**Work instructions:** The answer must consist of every line in the data below that holds the word "changes".

**Records for the task:**
[Start of Attachment]

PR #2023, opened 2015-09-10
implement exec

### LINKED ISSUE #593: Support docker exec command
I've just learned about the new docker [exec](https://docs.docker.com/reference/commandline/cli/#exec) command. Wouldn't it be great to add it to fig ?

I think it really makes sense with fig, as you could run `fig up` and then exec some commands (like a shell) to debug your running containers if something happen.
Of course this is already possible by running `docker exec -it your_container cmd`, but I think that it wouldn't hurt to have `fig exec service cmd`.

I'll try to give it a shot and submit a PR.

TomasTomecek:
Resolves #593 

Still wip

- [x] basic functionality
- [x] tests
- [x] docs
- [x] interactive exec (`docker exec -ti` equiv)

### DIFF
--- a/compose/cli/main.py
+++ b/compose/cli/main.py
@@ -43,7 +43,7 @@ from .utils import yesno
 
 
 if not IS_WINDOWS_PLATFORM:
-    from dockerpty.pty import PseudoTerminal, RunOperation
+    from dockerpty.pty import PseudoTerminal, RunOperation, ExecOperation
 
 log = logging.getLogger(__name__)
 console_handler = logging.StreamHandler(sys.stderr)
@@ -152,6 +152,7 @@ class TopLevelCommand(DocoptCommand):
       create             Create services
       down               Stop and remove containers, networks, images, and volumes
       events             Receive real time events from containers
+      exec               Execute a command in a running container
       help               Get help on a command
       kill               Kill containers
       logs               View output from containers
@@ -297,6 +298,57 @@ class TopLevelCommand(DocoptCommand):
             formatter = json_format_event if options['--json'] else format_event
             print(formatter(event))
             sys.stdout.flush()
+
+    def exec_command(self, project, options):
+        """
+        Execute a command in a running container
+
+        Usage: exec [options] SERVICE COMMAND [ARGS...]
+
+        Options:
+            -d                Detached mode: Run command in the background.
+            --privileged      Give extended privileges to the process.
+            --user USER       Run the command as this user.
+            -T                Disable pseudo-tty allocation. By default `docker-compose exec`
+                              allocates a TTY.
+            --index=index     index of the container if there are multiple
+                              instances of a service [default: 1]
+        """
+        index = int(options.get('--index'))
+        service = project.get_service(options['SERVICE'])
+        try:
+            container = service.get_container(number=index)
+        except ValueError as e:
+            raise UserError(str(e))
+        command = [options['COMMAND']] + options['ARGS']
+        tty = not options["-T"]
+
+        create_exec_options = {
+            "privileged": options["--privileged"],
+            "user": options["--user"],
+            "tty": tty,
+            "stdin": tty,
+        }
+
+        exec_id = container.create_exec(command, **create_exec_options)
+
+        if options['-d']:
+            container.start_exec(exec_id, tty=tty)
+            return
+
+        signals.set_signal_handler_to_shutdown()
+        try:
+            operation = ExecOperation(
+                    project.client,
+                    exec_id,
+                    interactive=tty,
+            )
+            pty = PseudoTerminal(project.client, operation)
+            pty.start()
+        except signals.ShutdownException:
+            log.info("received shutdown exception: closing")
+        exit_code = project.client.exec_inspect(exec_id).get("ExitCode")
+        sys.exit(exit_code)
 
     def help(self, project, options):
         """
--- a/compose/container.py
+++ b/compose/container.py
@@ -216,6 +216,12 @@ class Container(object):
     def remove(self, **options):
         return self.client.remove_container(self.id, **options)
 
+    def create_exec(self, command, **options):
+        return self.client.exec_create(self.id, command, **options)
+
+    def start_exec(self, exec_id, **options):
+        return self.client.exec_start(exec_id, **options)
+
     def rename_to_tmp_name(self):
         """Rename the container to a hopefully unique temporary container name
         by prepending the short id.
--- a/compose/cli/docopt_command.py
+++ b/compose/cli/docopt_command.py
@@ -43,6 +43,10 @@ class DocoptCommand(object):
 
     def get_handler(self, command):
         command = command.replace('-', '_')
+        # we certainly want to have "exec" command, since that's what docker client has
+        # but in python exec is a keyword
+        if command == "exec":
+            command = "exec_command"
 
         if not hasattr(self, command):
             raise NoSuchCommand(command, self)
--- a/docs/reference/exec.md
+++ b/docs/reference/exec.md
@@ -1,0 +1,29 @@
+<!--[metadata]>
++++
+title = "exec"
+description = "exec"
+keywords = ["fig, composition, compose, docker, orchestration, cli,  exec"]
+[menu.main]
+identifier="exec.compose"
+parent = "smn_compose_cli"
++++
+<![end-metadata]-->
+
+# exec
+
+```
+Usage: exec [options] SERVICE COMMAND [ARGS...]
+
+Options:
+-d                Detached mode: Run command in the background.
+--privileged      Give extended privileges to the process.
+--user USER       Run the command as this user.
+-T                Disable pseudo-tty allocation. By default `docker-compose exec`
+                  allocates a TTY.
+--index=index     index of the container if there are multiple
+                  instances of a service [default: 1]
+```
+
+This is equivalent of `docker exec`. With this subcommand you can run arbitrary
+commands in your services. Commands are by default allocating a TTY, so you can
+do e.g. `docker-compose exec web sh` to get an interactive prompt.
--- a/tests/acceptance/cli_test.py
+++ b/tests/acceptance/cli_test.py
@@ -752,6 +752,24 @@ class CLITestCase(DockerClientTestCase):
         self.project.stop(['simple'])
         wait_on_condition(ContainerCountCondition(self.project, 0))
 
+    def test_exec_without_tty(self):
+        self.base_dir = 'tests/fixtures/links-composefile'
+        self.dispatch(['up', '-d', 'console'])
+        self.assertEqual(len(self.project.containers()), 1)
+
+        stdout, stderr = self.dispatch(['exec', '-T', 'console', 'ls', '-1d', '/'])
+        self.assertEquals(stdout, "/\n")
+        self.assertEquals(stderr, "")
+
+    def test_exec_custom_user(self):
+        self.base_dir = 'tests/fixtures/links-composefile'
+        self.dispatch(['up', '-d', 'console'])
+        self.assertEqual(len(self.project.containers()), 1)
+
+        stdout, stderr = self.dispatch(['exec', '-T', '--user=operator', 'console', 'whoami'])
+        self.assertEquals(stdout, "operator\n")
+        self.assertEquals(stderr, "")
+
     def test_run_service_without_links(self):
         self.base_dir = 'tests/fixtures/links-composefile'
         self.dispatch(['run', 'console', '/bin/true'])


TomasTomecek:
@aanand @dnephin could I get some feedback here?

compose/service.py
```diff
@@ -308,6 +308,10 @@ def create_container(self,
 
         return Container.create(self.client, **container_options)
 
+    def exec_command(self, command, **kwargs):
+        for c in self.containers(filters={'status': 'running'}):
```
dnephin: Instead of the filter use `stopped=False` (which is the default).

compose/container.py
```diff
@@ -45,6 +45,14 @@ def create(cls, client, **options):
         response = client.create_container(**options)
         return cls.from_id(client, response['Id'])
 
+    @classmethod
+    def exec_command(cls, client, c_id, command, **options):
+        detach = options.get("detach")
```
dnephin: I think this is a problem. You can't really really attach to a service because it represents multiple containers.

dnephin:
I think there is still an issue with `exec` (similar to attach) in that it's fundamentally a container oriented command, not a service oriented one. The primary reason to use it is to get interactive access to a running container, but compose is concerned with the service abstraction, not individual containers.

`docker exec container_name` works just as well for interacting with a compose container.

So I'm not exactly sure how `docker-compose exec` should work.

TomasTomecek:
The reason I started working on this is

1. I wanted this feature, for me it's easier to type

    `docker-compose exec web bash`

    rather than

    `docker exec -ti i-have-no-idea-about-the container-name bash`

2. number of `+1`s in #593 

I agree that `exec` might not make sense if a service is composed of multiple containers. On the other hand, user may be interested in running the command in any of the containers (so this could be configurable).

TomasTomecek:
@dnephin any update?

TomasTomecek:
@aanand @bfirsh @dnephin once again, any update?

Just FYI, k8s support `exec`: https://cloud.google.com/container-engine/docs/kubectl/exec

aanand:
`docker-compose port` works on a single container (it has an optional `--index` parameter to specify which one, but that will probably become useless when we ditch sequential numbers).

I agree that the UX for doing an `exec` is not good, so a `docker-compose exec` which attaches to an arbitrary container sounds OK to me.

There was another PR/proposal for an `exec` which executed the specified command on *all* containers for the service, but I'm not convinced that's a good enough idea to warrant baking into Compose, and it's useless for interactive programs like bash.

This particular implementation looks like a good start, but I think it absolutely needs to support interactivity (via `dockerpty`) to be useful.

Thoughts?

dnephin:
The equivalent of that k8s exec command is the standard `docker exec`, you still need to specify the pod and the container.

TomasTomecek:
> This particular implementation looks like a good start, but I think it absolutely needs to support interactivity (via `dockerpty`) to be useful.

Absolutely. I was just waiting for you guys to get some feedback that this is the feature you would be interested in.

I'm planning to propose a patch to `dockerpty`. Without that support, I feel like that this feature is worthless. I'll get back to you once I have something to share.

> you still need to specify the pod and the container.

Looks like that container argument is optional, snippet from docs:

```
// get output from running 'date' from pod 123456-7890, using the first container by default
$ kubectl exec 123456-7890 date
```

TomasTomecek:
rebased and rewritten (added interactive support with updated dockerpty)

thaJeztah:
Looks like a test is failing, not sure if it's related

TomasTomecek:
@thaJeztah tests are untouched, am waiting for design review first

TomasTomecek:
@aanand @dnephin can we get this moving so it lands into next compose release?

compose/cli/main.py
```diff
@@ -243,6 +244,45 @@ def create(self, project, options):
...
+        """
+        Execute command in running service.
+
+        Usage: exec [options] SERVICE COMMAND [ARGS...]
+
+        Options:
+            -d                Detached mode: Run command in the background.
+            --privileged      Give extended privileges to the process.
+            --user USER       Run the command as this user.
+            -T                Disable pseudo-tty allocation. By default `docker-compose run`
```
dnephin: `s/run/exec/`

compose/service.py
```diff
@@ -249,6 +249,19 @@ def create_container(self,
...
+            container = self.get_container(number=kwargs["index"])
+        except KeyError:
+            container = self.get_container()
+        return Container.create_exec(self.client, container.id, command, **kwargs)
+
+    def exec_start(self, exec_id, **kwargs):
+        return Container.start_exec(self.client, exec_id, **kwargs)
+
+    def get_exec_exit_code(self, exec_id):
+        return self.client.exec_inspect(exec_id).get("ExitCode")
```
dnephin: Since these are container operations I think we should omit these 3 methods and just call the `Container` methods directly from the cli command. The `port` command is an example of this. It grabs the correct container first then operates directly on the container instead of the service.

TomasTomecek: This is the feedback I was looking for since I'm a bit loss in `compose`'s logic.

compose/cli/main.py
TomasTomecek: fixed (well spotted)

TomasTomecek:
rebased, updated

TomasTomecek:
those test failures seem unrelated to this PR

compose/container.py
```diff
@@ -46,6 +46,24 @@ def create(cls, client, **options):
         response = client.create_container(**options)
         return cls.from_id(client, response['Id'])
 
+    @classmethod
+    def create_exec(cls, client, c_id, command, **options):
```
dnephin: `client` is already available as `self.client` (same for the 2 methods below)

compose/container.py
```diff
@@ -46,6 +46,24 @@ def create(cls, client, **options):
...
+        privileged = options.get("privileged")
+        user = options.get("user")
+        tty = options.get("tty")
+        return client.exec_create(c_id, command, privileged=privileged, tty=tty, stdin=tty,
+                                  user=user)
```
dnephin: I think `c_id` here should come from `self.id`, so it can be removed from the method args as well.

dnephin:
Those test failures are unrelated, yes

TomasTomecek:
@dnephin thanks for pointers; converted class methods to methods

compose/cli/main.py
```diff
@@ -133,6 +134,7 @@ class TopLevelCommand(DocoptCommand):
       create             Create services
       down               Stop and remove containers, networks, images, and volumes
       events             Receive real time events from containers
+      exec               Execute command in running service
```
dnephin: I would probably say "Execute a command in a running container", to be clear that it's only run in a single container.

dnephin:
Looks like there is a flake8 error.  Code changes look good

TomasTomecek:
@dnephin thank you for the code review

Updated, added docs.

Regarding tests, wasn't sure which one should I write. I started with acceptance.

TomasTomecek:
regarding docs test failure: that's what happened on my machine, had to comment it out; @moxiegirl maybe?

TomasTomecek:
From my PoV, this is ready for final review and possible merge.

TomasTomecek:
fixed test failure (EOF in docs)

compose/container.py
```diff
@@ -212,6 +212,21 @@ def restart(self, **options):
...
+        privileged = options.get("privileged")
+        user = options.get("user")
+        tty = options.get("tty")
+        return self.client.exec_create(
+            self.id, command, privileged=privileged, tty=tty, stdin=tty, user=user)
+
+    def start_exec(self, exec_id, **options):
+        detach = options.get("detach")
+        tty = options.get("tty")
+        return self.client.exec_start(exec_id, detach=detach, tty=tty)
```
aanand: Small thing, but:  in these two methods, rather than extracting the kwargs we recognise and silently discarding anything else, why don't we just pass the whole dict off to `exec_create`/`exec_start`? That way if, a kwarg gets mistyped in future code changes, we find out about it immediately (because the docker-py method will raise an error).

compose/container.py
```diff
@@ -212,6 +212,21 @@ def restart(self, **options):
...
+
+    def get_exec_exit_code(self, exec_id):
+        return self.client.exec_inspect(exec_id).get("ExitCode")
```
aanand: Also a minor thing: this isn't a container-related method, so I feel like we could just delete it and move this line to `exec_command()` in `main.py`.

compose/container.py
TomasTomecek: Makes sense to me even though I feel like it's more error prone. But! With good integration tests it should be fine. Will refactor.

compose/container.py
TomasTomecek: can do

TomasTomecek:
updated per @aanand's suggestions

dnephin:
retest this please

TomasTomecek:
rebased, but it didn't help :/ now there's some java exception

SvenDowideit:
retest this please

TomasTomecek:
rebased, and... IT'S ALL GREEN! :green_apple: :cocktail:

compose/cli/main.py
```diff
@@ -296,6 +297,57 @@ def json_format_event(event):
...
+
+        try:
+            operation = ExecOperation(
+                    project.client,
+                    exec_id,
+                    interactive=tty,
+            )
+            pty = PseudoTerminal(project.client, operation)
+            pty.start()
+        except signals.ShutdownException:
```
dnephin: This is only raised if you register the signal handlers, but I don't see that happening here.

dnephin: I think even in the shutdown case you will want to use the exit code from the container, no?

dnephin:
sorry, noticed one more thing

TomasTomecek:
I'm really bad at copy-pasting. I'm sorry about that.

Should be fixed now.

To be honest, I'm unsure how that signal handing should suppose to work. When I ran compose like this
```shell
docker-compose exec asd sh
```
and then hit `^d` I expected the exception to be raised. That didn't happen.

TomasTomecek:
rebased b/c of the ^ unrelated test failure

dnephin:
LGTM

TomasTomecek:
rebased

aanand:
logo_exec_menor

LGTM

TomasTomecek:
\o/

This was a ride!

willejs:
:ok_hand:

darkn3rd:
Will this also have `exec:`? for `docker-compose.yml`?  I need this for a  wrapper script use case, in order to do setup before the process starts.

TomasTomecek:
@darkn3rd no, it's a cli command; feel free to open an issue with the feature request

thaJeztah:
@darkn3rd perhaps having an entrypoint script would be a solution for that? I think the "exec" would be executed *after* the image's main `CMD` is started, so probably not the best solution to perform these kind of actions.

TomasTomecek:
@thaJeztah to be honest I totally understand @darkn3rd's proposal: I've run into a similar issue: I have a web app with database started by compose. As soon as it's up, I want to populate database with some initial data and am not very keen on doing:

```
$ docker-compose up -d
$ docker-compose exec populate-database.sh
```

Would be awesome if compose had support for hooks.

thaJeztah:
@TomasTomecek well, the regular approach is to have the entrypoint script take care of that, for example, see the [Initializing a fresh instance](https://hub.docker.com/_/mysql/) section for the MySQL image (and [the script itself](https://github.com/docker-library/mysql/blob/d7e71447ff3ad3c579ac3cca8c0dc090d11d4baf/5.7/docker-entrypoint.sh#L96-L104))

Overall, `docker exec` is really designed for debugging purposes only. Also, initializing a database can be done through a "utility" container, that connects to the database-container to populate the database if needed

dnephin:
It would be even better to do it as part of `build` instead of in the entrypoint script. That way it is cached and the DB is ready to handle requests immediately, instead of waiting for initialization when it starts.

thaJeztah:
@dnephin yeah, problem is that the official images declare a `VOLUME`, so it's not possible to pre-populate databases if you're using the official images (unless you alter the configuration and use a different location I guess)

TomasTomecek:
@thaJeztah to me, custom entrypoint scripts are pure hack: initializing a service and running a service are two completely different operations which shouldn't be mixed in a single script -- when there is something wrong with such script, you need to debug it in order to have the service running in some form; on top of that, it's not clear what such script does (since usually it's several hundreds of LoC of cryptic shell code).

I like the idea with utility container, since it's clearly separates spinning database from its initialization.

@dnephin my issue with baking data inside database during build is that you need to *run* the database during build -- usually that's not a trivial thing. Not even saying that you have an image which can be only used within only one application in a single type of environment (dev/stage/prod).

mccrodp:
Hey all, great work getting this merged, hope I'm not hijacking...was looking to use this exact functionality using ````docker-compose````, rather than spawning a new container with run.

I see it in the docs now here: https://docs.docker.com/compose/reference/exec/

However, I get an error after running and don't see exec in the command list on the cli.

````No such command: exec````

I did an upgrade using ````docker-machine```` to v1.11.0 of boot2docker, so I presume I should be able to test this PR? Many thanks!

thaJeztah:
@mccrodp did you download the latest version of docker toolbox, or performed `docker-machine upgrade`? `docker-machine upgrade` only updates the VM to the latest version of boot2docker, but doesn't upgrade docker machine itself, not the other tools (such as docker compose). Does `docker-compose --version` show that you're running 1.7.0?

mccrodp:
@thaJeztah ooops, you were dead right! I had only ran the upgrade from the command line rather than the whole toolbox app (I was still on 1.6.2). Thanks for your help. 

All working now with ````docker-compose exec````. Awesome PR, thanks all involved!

[End of Attachment]
[Start of Attachment]

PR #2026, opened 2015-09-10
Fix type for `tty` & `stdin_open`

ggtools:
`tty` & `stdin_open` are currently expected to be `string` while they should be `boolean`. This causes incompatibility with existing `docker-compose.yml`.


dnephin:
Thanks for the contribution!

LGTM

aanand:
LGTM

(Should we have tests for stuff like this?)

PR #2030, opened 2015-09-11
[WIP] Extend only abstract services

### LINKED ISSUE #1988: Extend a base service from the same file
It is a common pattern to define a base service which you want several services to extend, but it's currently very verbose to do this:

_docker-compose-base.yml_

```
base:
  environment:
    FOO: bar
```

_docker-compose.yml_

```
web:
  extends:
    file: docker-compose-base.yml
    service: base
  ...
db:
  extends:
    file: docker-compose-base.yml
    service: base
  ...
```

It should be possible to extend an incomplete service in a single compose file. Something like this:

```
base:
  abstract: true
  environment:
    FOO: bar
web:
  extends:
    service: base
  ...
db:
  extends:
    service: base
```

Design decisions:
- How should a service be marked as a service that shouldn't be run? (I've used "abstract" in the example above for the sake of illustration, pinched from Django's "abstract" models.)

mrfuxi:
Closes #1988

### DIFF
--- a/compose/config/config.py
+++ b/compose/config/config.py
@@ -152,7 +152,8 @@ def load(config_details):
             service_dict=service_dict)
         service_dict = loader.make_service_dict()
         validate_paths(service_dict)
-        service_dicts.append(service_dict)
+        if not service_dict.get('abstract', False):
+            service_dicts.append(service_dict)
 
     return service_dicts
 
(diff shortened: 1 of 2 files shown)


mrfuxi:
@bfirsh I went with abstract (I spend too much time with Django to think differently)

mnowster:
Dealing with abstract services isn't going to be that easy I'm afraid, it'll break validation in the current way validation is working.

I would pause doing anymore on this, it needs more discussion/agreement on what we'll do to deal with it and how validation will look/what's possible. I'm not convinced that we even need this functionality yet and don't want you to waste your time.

[End of Attachment]

**Task response:**
Looks like there is a flake8 error.  Code changes look good
aanand: Small thing, but:  in these two methods, rather than extracting the kwargs we recognise and silently discarding anything else, why don't we just pass the whole dict off to `exec_create`/`exec_start`? That way if, a kwarg gets mistyped in future code changes, we find out about it immediately (because the docker-py method will raise an error).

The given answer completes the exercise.